For the next ten years, writing and shopping proceeded in a dialectical relationship.
Pamuk would buy objects that caught his eye, and wait for the novel to ‘swallow’ them,
demanding, in the process, the purchase of further objects. Occasionally an object
refused to be swallowed, as happened with some carriage lanterns and an old gas
meter. Pamuk published The Museum of Innocence in 2008. It resembles less a
museum catalogue than a 600-page audio guide. A ticket printed in the back of each
copy grants one free entry to the museum. By that point he had already acquired nearly
all of Füsun’s belongings, so the museum could, in theory, have opened the next day.

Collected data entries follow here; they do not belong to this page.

PR #1258, opened 2021-12-25
Kpg/kotlin nmm

kpgalligan:
Changes to support the new memory model for Kotlin/Native. I expect a period of transition between the two, so rather than simply change everything for the new memory model, the init code will preserve the old memory model design if the new memory model is not enabled. The new memory model will likely be the default later in 2022, at which point I'd just remove support for the old architecture.

For the strict memory model, the Koin global config was restricted to the main thread, to ensure that config remained mutable. The changes here for the new memory model make it act more like the JVM, which allows any thread access, and uses locks to safeguard concurrent access.

If it would be preferred to simply remove the old design, that will still work in the strict memory model, but it won't attempt to isolate everything to the main thread. That should work fine, unless the developer manages to freeze the global context. Still, for now I'd support both.

I do think we could consolidate the global context a bit, but maybe do that later when removing the strict model version.


kpgalligan:
Had to sign all commits. Posted a new pr.

PR #1261, opened 2021-12-25
Kpg/kotlin native memory model

kpgalligan:
Changes to support the new memory model for Kotlin/Native. I expect a period of transition between the two, so rather than simply change everything for the new memory model, the init code will preserve the old memory model design if the new memory model is not enabled. The new memory model will likely be the default later in 2022, at which point I'd just remove support for the old architecture.

For the strict memory model, the Koin global config was restricted to the main thread, to ensure that config remained mutable. The changes here for the new memory model make it act more like the JVM, which allows any thread access, and uses locks to safeguard concurrent access.

If it would be preferred to simply remove the old design, that will still work in the strict memory model, but it won't attempt to isolate everything to the main thread. That should work fine, unless the developer manages to freeze the global context. Still, for now I'd support both.

I do think we could consolidate the global context a bit, but maybe do that later when removing the strict model version.


core/koin-core/src/nativeMain/kotlin/org/koin/core/context/GlobalContext.kt
```diff
@@ -15,23 +15,26 @@
...
- * Global context - current Koin Application available globally
- *
- * Support to help inject automatically instances once KoinApp has been started
- *
- * @author Arnaud Giuliani
+ * Main thread only global context for the strict memory model
  */
-object GlobalContext : KoinContext {
-
+internal class StrictGlobalContxt: KoinContext {
```
xsveda, line 37:
```suggestion
internal class StrictGlobalContext: KoinContext {
```

core/koin-core/src/commonMain/kotlin/org/koin/mp/KoinPlatformTools.kt
```diff
@@ -12,6 +12,8 @@ expect object KoinPlatformTools {
...
     fun defaultLogger(level: Level = Level.INFO): Logger
     fun defaultContext(): KoinContext
-    fun <R> synchronized(lock: Any, block: () -> R): R
+    fun <R> synchronized(lock: SyncCapable, block: () -> R): R
     fun <K, V> safeHashMap(): MutableMap<K, V>
-}
\ No newline at end of file
+}
+
+expect open class SyncCapable()
```
arnaudgiuliani, line 19: I was thinking of `Lockable` instead of `SyncCapable` 🤔

arnaudgiuliani:
Hello @kpgalligan :) 

thank you very much for updating the KMM/Native side of Koin! 

I understand your implementation by providing Both new Koin context.

core/koin-core/src/commonMain/kotlin/org/koin/mp/KoinPlatformTools.kt
kpgalligan: Yeah, OK. I'll rename that.

arnaudgiuliani: thanks

arnaudgiuliani (approved):

arnaudgiuliani:
seems to have some conflicts 🤔

arnaudgiuliani:
Great job Kevin :)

But Pamuk was worried about the example of Edouard Dujardin, the French writer
sometimes credited with pioneering, in a largely forgotten text called Les Lauriers sont
coupés, the stream of consciousness. Pamuk didn’t want to be Dujardin. He wanted to
be Joyce. It wasn’t enough just to build the world’s first synergetic novel-museum. The
museum had to be a thing of beauty. He hired a team of artists and curators and worked
full time in the museum for several months, taking naps on Kemal’s bed in the attic.

http://www.lrb.co.uk/v34/n11/elif-bat...

Simona: "La bellezza del landscape è nella sua tristezza".Parole come queste pronunciate da
Ahrmet Rasim a inizio libro sintetizzano perfettamente l'essenza di questa opera."Istanbul" non
è un romanzo, ma un diario di memorie, di ricordi in cui Pamuk ci mostra, ci descrive los
angeles sua Istanbul. Una Istanbul in cui domina los angeles tristezza, l. a. malinconia di certi
luoghi e del suo scrittore. los angeles Istanbul descritta da Pamuk suppose i contorni di una
terra ancorata al passato, ai suoi minareti e alla sua storia, come dimostrano le foto in bianco e
nero che sono presenti nel libro.Pamuk descrive l. a. sua Istanbul in base ai suoi ricordi, dalla
famiglia ai litigi con il fratello, sino al suo desiderio di vivere di sola pittura. Una Istanbul, atipica
diversa dal solito, think i colori chiaroscuri di una città che, spero un giorno, di poter visitare.